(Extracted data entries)
--------------------------------

PR #88, opened 2020-09-07
Align casing of file and folder names resolves #57

### LINKED ISSUE #57: The consistent naming convention in the repo is camelCase for directories and files
The consistent naming convention in the repo is camelCase for directories and files so I would rename:

`config-manager` -> `configManager`
`default-config` -> `defaultConfig`

_Originally posted by @brafdlog in https://github.com/brafdlog/budget-tracking/pull/54#issuecomment-643321496_

I think the Vue part is not full compatible with this rule. But also need to think maybe in Vue the convention is different- https://vuejs.org/v2/style-guide/#Single-file-component-filename-casing-strongly-recommended

brafdlog:


brafdlog:
For #57

.github/workflows/release.yml
```diff
@@ -70,6 +70,7 @@ jobs:
         GOOGLE_CLIENT_ID: ${{ secrets.GOOGLE_CLIENT_ID }}
         GOOGLE_CLIENT_SECRET: ${{ secrets.GOOGLE_CLIENT_SECRET }}
         GH_TOKEN: ${{ secrets.GITHUB_TOKEN }}
+        NODE_OPTIONS: --max-old-space-size=4096
```
baruchiro, line 73: Did you have any problems?

baruchiro (approved):

.github/workflows/release.yml
brafdlog: Yes. The release crashed on out of memory

baruchiro: Interesting, what has changed?

brafdlog: Don't know... But the mac release is relatively new and oom issues can happen inconsistently if it gets close to the limit

baruchiro: Oh, Mac release, OK

PR #91, opened 2020-09-07
Extract logic from lib index file to dedicated modules - Resolves #90

### LINKED ISSUE #90: Break the lib index file into separate files for the major parts of the flow
Original comment:
I want to remove all the code from the root `index.ts`, to get a clear list about what the backend exporting. I have three (or more) points:

Move all the code from `index.ts` to separate files in a logical order. The **export** functionality should be in its file, the same with the **import** functionality, and the method that takes from **import** to **export** in another file. 
 In this way, we can validate (I hope there is lint for that) the `Vue` access only to the `@/originalBudgetTrackingApp`, and the backend itself access only to the [`flow`](https://github.com/brafdlog/budget-tracking/tree/cleanIndex/src/originalBudgetTrackingApp/flow) module, and this module uses its "internal" methods to import and export. 
 With this structure you can understand half of the code only by its module.

brafdlog:
Extract the logic from the lib index file into dedicated modules for the different parts of the flow.

Probably easier to review the changes commit by commit because of the folder structure changes.


baruchiro:
I'm trying to think about a way to force us to import only from `originalBudgetTrackingApp` and not from any `originalBudgetTrackingApp/*` when we are on the FrontEnd code.

Maybe this:
https://eslint.org/docs/rules/no-restricted-imports
Just keep in your mind

src/originalBudgetTrackingApp/index.ts
```diff
@@ -1,25 +1,16 @@
...
 export const { inputVendors } = bankScraper;
 
-type AccountToScrapeConfig = configManager.AccountToScrapeConfig;
-
-const TRANSACTION_STATUS_COMPLETED = 'completed';
-const DATE_FORMAT = 'DD/MM/YYYY';
-
-export const { getYnabAccountDetails } = ynab;
-
 export async function scrapeAndUpdateOutputVendors() {
```
baruchiro, line 14: OK, you can stay here, but if you're growth I will throw you to a different file!

src/originalBudgetTrackingApp/index.ts
```diff
@@ -1,25 +1,16 @@
...
   const config = await configManager.getConfig();
```
baruchiro, line 15: The `config` should be an argument of this function!
I don't know if to open an issue about the, or just solve it on the fly.

But I think it is an important idea- the `ConfigManager` should be decoupled from the `scraping`

src/originalBudgetTrackingApp/setupHelpers.ts
```diff
@@ -0,0 +1,40 @@
...
+  console.log('------YNAB Budgets------');
+  console.log(ynabAccountData.budgets);
+  console.log();
+  console.log('------YNAB Accounts------');
+  console.log(ynabAccountData.accounts);
+  console.log();
+  console.log('------Financial institutions account numbers------');
+  console.log(companyIdToAccountNumbers);
+  console.log();
+}
```
baruchiro, line 21: Why not in `ynab` module?

src/originalBudgetTrackingApp/setupHelpers.ts
```diff
@@ -0,0 +1,40 @@
...
+  console.log('Fetching data from financial institutions to determine the account numbers');
+  const companyIdToTransactions = await scrapeFinancialAccountsAndFetchTransactions(config, startDate);
+  const companyIdToAccountNumbers: Record<string, string[]> = {};
+  Object.keys(companyIdToTransactions).forEach((companyId) => {
+    let accountNumbers = companyIdToTransactions[companyId].map((transaction) => transaction.accountNumber);
+    accountNumbers = _.uniq(accountNumbers);
+    companyIdToAccountNumbers[companyId] = accountNumbers;
+  });
+  return companyIdToAccountNumbers;
+}
```
baruchiro, line 40: Why not in `bankScraper` module?

src/originalBudgetTrackingApp/setupHelpers.ts
brafdlog: I considered this. Since the setup of ynab requires matching account ids in ynab and the account ids in the financial and fetching all those ids is annoying, I wrote these to make it easier to do the setup. This is another flow of setup scripts (in addition to the flows of config and scrape) so I extracted it to a file of its own. 

I get your point that this is ynab specific so I will leave it in ynab and reexport it from here

brafdlog: On second thought I think we should keep it separated in the setup helpers. As you can see this is very specific code that is only relevant to the setup flow. It uses ynab's `getYnabAccountDetails` as a building block but the rest is not related to the ynab api and I don't want to mix this code with the regular flow.

WDYT?

src/originalBudgetTrackingApp/setupHelpers.ts
brafdlog: This I will move into the importTransactions module since it is related logic and uses the `scrapeFinancialAccountsAndFetchTransactions` function defined there

src/originalBudgetTrackingApp/index.ts
brafdlog: I will fix this in the config pr

brafdlog: Fixed in #92

brafdlog:
> I'm trying to think about a way to force us to import only from `originalBudgetTrackingApp` and not from any `originalBudgetTrackingApp/*` when we are on the FrontEnd code.
> 
> Maybe this:
> https://eslint.org/docs/rules/no-restricted-imports
> Just keep in your mind

Opened a separate issue for this #93

src/originalBudgetTrackingApp/setupHelpers.ts
baruchiro: If I understand you correctly, this is just an "external tool" to easily config the `ynab` at the first time (?).

If so, yes, let's keep it far from the library/module code. Even in a different folder, `tools` or something.

But to understand, if it not in the regular config+scrape flow, how can you run it? By running the code itself? How it published?

baruchiro: Do not pay too much attention to where I said put it. Maybe the file is in the right place.

baruchiro (approved):

src/originalBudgetTrackingApp/setupHelpers.ts
brafdlog: At this point it is running the code itself. We could create a ui flow for setup that will do this behind the scenes and instead of printing it to the console will help you fill the config. But at this stage it is just a code tool.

--------------------------------

**TASK ITEM**. The answer should consist of all the lines above, retyped exactly.

**OUTPUT OF THE EXERCISE**.
PR #88, opened 2020-09-07
Align casing of file and folder names resolves #57

### LINKED ISSUE #57: The consistent naming convention in the repo is camelCase for directories and files
The consistent naming convention in the repo is camelCase for directories and files so I would rename:

`config-manager` -> `configManager`
`default-config` -> `defaultConfig`

_Originally posted by @brafdlog in https://github.com/brafdlog/budget-tracking/pull/54#issuecomment-643321496_

I think the Vue part is not full compatible with this rule. But also need to think maybe in Vue the convention is different- https://vuejs.org/v2/style-guide/#Single-file-component-filename-casing-strongly-recommended

brafdlog:


brafdlog:
For #57

.github/workflows/release.yml
```diff
@@ -70,6 +70,7 @@ jobs:
         GOOGLE_CLIENT_ID: ${{ secrets.GOOGLE_CLIENT_ID }}
         GOOGLE_CLIENT_SECRET: ${{ secrets.GOOGLE_CLIENT_SECRET }}
         GH_TOKEN: ${{ secrets.GITHUB_TOKEN }}
+        NODE_OPTIONS: --max-old-space-size=4096
```
baruchiro, line 73: Did you have any problems?

baruchiro (approved):

.github/workflows/release.yml
brafdlog: Yes. The release crashed on out of memory

baruchiro: Interesting, what has changed?

brafdlog: Don't know... But the mac release is relatively new and oom issues can happen inconsistently if it gets close to the limit

baruchiro: Oh, Mac release, OK

PR #91, opened 2020-09-07
Extract logic from lib index file to dedicated modules - Resolves #90

### LINKED ISSUE #90: Break the lib index file into separate files for the major parts of the flow
Original comment:
I want to remove all the code from the root `index.ts`, to get a clear list about what the backend exporting. I have three (or more) points:

Move all the code from `index.ts` to separate files in a logical order. The **export** functionality should be in its file, the same with the **import** functionality, and the method that takes from **import** to **export** in another file. 
 In this way, we can validate (I hope there is lint for that) the `Vue` access only to the `@/originalBudgetTrackingApp`, and the backend itself access only to the [`flow`](https://github.com/brafdlog/budget-tracking/tree/cleanIndex/src/originalBudgetTrackingApp/flow) module, and this module uses its "internal" methods to import and export. 
 With this structure you can understand half of the code only by its module.

brafdlog:
Extract the logic from the lib index file into dedicated modules for the different parts of the flow.

Probably easier to review the changes commit by commit because of the folder structure changes.


baruchiro:
I'm trying to think about a way to force us to import only from `originalBudgetTrackingApp` and not from any `originalBudgetTrackingApp/*` when we are on the FrontEnd code.

Maybe this:
https://eslint.org/docs/rules/no-restricted-imports
Just keep in your mind

src/originalBudgetTrackingApp/index.ts
```diff
@@ -1,25 +1,16 @@
...
 export const { inputVendors } = bankScraper;
 
-type AccountToScrapeConfig = configManager.AccountToScrapeConfig;
-
-const TRANSACTION_STATUS_COMPLETED = 'completed';
-const DATE_FORMAT = 'DD/MM/YYYY';
-
-export const { getYnabAccountDetails } = ynab;
-
 export async function scrapeAndUpdateOutputVendors() {
```
baruchiro, line 14: OK, you can stay here, but if you're growth I will throw you to a different file!

src/originalBudgetTrackingApp/index.ts
```diff
@@ -1,25 +1,16 @@
...
   const config = await configManager.getConfig();
```
baruchiro, line 15: The `config` should be an argument of this function!
I don't know if to open an issue about the, or just solve it on the fly.

But I think it is an important idea- the `ConfigManager` should be decoupled from the `scraping`

src/originalBudgetTrackingApp/setupHelpers.ts
```diff
@@ -0,0 +1,40 @@
...
+  console.log('------YNAB Budgets------');
+  console.log(ynabAccountData.budgets);
+  console.log();
+  console.log('------YNAB Accounts------');
+  console.log(ynabAccountData.accounts);
+  console.log();
+  console.log('------Financial institutions account numbers------');
+  console.log(companyIdToAccountNumbers);
+  console.log();
+}
```
baruchiro, line 21: Why not in `ynab` module?

src/originalBudgetTrackingApp/setupHelpers.ts
```diff
@@ -0,0 +1,40 @@
...
+  console.log('Fetching data from financial institutions to determine the account numbers');
+  const companyIdToTransactions = await scrapeFinancialAccountsAndFetchTransactions(config, startDate);
+  const companyIdToAccountNumbers: Record<string, string[]> = {};
+  Object.keys(companyIdToTransactions).forEach((companyId) => {
+    let accountNumbers = companyIdToTransactions[companyId].map((transaction) => transaction.accountNumber);
+    accountNumbers = _.uniq(accountNumbers);
+    companyIdToAccountNumbers[companyId] = accountNumbers;
+  });
+  return companyIdToAccountNumbers;
+}
```
baruchiro, line 40: Why not in `bankScraper` module?

src/originalBudgetTrackingApp/setupHelpers.ts
brafdlog: I considered this. Since the setup of ynab requires matching account ids in ynab and the account ids in the financial and fetching all those ids is annoying, I wrote these to make it easier to do the setup. This is another flow of setup scripts (in addition to the flows of config and scrape) so I extracted it to a file of its own. 

I get your point that this is ynab specific so I will leave it in ynab and reexport it from here

brafdlog: On second thought I think we should keep it separated in the setup helpers. As you can see this is very specific code that is only relevant to the setup flow. It uses ynab's `getYnabAccountDetails` as a building block but the rest is not related to the ynab api and I don't want to mix this code with the regular flow.

WDYT?

src/originalBudgetTrackingApp/setupHelpers.ts
brafdlog: This I will move into the importTransactions module since it is related logic and uses the `scrapeFinancialAccountsAndFetchTransactions` function defined there

src/originalBudgetTrackingApp/index.ts
brafdlog: I will fix this in the config pr

brafdlog: Fixed in #92

brafdlog:
> I'm trying to think about a way to force us to import only from `originalBudgetTrackingApp` and not from any `originalBudgetTrackingApp/*` when we are on the FrontEnd code.
> 
> Maybe this:
> https://eslint.org/docs/rules/no-restricted-imports
> Just keep in your mind

Opened a separate issue for this #93

src/originalBudgetTrackingApp/setupHelpers.ts
baruchiro: If I understand you correctly, this is just an "external tool" to easily config the `ynab` at the first time (?).

If so, yes, let's keep it far from the library/module code. Even in a different folder, `tools` or something.

But to understand, if it not in the regular config+scrape flow, how can you run it? By running the code itself? How it published?

baruchiro: Do not pay too much attention to where I said put it. Maybe the file is in the right place.

baruchiro (approved):

src/originalBudgetTrackingApp/setupHelpers.ts
brafdlog: At this point it is running the code itself. We could create a ui flow for setup that will do this behind the scenes and instead of printing it to the console will help you fill the config. But at this stage it is just a code tool.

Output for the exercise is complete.